Santa Maria delle Muratelle, or Santa Maria Annunziata delle Muratelle, is a 17th-century Roman Catholic church located on Via Saragozza #2 in Bologna, region of Emilia Romagna, Italy.

==History==
A 13th-century church at the site was razed in 1630 to allow for the building of a new street for the expanding city, and in turn causing this new church to be built. Around the year 1735, the interior was refurbished by Carlo Francesco Dotti. The facade remained incomplete, and was only finished in 1928 by Edoardo Collamarini. The bell-tower dates to 1690. The church was deconsecrated in 1805 during the French occupation, and the parish moved to Santa Caterina di Saragozza. With restoration of papal authority, the church was remade into a parish church.
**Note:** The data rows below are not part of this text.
PR #3771, opened 2025-12-06
refactor(container): Migrate to std lib context package

Rahul-Lashkari:
- replaced the deprecated `golang.org/x/net/context` with the standard library `context` package
- removed defaultContext() and fixed context leaks
- make format, tidy, test checked

### DIFF
--- a/container/containerd/factory.go
+++ b/container/containerd/factory.go
@@ -15,13 +15,13 @@
 package containerd
 
 import (
+	"context"
 	"flag"
 	"fmt"
 	"path"
 	"regexp"
 	"strings"
 
-	"golang.org/x/net/context"
 	"k8s.io/klog/v2"
 
 	"github.com/google/cadvisor/container"
--- a/container/containerd/grpc.go
+++ b/container/containerd/grpc.go
@@ -16,9 +16,11 @@
 package containerd
 
 import (
-	"github.com/google/cadvisor/container/containerd/namespaces"
-	"golang.org/x/net/context"
+	"context"
+
 	"google.golang.org/grpc"
+
+	"github.com/google/cadvisor/container/containerd/namespaces"
 )
 
 type namespaceInterceptor struct {
--- a/container/containerd/handler.go
+++ b/container/containerd/handler.go
@@ -16,6 +16,7 @@
 package containerd
 
 import (
+	"context"
 	"encoding/json"
 	"errors"
 	"fmt"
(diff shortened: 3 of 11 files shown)


dims:
ci job fail :( 
```
Run source build/config/plain.sh
>> upgrading golangci-lint from  to 2.6.2
golangci/golangci-lint info checking GitHub for tag 'v2.6.2'
golangci/golangci-lint info found version: 2.6.2 for v2.6.2/linux/amd64
golangci/golangci-lint info installed /home/runner/go/bin/golangci-lint
>> running golangci-lint using configuration at .golangci.yml
Error: container/docker/docker.go:37:7: lostcancel: the cancel function returned by context.WithTimeout should be called, not discarded, to avoid a context leak (govet)
	ctx, _ := context.WithTimeout(context.Background(), dockerTimeout)
	     ^
Error: container/docker/plugin.go:60:8: lostcancel: the cancel function returned by context.WithTimeout should be called, not discarded, to avoid a context leak (govet)
		ctx, _ := context.WithTimeout(context.Background(), startupTimeout)
		     ^
2 issues:
* govet: 2
make: *** [Makefile:89: lint] Error 1
```

thaJeztah:
> ci job fail :(

Looks like it's an existing issue that wasn't detected by the linter due to the legacy context.

But the linter definitely is correct, and the existing implementation doesn't look good. Perhaps the `defaultContext` utility should either be removed, or otherwise updated to return the cancel, so that callers can handle the `defer cancel()`. Given that it's a very shallow wrapper, perhaps removing the utility, and inlining the code where it's used would be more transparent; https://github.com/google/cadvisor/blob/fba17beabca9392a8c1b5d73c7a987a51dce70b2/container/docker/docker.go#L35-L38


@Rahul-Lashkari can you look at making those changes?

Rahul-Lashkari:
> > ci job fail :(
> 
> Looks like it's an existing issue that wasn't detected by the linter due to the legacy context.
> 
> But the linter definitely is correct, and the existing implementation doesn't look good. Perhaps the `defaultContext` utility should either be removed, or otherwise updated to return the cancel, so that callers can handle the `defer cancel()`. Given that it's a very shallow wrapper, perhaps removing the utility, and inlining the code where it's used would be more transparent;
> 
> https://github.com/google/cadvisor/blob/fba17beabca9392a8c1b5d73c7a987a51dce70b2/container/docker/docker.go#L35-L38
> 
> @Rahul-Lashkari can you look at making those changes?

yeah sure on it! thanks for guidance!

Rahul-Lashkari:
PTAL!

thaJeztah (approved):
LGTM, thanks!

Rahul-Lashkari:
thanks for merging!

Inside the main altarpiece was painted in 1783 by Jacopo Alessandro Calvi. The altar sculpture (circa 1717) was completed Giuseppe Maria Mazza (1717 c.). There is also a painting by Giovanni Francesco Gessi.

The adjacent oratory was designed in 1772 by Raimondi Compagnini, with statues by Domenico Piò, paintings by Ubaldo Bovicini, and stucco-work by Pietro Martire Bagutti.

The first altar on right of the entrance once had a canvas by Tardini then one by Pezzi Ragazzoni. The church had a fresco of a Virgin and Child (prior to 1220) that had been painted on the wall of the earlier church.